Directions for this task:
From the very first line down to the line containing "exercising this path", write out the material exactly as it appears, and no more.
%%
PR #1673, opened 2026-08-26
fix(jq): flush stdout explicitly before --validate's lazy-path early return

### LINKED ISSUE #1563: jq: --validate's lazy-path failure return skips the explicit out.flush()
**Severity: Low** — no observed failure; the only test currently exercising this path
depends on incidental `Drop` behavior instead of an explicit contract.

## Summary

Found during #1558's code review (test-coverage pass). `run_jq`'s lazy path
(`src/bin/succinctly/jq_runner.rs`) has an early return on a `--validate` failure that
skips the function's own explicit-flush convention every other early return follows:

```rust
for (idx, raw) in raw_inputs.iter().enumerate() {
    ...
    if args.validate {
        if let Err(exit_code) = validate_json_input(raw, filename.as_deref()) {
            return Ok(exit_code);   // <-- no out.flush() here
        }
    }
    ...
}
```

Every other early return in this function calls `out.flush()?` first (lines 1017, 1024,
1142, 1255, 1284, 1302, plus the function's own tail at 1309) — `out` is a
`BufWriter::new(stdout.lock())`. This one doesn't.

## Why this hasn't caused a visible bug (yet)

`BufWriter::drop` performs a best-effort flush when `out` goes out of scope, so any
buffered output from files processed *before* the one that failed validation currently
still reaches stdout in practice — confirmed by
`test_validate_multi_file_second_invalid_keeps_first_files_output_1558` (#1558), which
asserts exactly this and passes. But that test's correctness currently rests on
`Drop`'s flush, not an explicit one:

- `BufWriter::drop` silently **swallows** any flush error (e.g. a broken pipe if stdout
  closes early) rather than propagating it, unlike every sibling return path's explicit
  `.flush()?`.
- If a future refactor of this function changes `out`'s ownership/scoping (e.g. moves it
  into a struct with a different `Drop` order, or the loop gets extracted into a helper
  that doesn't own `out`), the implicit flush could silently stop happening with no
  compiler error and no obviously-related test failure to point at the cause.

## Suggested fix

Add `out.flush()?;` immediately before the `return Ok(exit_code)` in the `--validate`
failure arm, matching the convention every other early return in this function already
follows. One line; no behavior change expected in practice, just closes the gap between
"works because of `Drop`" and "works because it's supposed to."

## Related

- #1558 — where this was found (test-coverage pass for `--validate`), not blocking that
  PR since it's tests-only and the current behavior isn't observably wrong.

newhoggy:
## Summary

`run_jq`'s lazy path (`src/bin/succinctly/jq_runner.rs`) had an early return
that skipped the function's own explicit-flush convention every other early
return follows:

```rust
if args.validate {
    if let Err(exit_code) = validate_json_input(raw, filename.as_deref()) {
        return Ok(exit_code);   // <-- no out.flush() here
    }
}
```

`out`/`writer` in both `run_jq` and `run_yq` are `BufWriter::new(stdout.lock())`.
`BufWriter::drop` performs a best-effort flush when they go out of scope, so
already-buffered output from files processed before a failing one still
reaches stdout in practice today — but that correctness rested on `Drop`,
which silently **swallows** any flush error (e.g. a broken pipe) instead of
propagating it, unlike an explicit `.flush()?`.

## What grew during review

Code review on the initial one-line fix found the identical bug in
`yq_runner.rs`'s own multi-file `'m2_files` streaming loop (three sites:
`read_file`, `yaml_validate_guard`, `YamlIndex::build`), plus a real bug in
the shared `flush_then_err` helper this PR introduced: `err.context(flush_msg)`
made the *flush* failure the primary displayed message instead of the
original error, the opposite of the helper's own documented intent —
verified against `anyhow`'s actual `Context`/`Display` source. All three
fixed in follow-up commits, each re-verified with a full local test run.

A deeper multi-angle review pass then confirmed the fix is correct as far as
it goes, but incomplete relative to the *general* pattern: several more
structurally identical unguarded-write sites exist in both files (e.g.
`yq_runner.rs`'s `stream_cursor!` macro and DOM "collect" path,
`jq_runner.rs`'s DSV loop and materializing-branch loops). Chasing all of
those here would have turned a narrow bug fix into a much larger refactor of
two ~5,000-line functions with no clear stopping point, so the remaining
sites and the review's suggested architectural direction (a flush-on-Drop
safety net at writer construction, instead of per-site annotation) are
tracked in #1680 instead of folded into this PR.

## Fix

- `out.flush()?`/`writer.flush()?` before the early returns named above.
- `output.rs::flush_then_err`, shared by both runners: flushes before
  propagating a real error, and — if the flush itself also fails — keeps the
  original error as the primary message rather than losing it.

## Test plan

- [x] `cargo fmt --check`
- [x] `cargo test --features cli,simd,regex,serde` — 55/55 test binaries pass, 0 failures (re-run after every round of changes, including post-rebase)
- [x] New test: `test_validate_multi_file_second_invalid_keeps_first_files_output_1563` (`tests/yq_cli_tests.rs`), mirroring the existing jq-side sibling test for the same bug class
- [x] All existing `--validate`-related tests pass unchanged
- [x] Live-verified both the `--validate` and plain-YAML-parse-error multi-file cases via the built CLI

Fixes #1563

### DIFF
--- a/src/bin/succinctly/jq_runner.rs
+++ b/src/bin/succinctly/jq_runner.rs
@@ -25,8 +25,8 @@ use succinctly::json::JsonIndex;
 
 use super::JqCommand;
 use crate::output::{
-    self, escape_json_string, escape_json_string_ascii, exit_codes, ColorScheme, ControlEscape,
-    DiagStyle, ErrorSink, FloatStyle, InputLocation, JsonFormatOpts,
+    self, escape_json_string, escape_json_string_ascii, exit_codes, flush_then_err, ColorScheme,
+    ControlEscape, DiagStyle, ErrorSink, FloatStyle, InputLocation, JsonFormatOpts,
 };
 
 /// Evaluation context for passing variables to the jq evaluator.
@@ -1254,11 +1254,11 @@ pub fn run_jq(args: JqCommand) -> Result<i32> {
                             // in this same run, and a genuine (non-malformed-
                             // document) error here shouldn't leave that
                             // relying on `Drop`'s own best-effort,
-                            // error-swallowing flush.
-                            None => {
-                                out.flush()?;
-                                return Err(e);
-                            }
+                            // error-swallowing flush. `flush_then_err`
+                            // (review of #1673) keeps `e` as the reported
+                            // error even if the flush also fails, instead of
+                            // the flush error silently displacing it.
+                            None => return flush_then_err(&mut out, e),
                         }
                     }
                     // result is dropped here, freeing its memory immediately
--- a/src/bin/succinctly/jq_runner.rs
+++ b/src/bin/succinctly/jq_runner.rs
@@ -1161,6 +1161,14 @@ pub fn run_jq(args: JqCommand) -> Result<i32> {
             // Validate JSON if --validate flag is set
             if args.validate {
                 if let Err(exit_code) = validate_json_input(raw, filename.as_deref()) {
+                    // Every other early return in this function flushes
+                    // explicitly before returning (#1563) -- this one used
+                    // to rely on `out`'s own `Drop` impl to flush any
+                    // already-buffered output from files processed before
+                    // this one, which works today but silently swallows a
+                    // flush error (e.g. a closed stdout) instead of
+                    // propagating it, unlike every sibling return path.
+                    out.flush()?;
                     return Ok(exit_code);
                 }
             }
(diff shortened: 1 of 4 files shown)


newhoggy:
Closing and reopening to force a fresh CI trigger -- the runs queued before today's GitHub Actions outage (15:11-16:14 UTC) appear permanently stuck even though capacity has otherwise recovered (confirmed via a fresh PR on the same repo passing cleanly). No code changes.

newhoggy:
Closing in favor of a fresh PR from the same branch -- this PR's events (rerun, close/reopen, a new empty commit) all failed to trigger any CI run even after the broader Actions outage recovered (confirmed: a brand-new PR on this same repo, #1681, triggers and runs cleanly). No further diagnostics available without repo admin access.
%%
Written response:
PR #1673, opened 2026-08-26
fix(jq): flush stdout explicitly before --validate's lazy-path early return

### LINKED ISSUE #1563: jq: --validate's lazy-path failure return skips the explicit out.flush()
**Severity: Low** — no observed failure; the only test currently exercising this path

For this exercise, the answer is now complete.